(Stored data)
- - - -

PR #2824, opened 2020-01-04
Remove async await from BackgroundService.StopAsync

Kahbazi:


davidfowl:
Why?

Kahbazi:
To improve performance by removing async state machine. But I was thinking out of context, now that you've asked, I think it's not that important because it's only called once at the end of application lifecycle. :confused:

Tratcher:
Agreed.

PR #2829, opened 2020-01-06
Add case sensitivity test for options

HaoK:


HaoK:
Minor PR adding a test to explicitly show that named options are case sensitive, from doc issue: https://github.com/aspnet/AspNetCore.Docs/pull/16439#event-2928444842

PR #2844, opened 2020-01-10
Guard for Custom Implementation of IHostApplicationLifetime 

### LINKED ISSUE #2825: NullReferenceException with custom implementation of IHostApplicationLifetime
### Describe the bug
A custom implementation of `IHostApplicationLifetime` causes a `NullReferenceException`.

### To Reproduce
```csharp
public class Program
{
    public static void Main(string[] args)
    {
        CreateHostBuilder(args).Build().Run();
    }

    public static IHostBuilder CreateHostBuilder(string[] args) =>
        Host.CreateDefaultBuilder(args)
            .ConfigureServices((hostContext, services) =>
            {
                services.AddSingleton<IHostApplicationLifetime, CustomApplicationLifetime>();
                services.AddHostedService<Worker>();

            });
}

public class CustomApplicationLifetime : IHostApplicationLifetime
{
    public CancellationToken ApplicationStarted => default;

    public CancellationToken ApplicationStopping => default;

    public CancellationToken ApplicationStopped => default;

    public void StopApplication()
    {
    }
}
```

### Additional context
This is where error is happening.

- - - -

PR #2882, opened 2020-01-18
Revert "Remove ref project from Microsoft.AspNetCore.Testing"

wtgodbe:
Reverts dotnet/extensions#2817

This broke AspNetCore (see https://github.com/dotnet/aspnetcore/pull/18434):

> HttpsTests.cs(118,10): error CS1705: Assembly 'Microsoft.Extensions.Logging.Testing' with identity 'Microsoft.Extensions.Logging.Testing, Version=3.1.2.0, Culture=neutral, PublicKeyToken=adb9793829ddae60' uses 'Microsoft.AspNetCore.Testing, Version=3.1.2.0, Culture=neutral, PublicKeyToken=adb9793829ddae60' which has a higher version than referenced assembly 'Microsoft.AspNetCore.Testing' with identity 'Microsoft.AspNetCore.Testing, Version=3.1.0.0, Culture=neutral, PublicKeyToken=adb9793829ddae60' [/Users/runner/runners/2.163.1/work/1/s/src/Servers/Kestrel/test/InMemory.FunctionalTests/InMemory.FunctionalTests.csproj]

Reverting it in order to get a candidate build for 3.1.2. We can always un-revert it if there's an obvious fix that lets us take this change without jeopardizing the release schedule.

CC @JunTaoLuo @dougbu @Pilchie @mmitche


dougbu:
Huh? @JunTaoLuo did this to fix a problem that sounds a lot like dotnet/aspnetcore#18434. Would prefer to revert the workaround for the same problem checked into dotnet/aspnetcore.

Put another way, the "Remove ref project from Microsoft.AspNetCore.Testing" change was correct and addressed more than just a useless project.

- - - -

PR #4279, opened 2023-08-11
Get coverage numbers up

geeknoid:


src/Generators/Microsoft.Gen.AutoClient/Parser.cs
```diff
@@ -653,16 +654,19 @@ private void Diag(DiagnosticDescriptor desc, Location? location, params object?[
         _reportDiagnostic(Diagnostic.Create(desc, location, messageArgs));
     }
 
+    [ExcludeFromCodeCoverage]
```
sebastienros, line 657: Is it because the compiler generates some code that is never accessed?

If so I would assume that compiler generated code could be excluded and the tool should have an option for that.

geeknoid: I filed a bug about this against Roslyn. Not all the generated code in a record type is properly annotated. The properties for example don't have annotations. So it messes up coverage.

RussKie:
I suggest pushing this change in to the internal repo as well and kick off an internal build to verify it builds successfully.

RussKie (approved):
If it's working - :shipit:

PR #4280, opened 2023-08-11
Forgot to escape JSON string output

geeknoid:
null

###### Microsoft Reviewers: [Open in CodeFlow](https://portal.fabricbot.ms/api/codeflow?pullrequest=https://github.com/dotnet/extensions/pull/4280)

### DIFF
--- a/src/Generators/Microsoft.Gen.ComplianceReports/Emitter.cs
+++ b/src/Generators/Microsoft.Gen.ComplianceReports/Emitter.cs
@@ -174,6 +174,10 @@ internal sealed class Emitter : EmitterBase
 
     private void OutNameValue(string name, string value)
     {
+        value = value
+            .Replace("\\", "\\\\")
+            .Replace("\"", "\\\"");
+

- - - -

> [WHAT IS NEEDED]:
Filter the entries by the string "CreateHostBuilder" and copy each matching line.

> [THE ANSWER]:
        CreateHostBuilder(args).Build().Run();
    public static IHostBuilder CreateHostBuilder(string[] args) =>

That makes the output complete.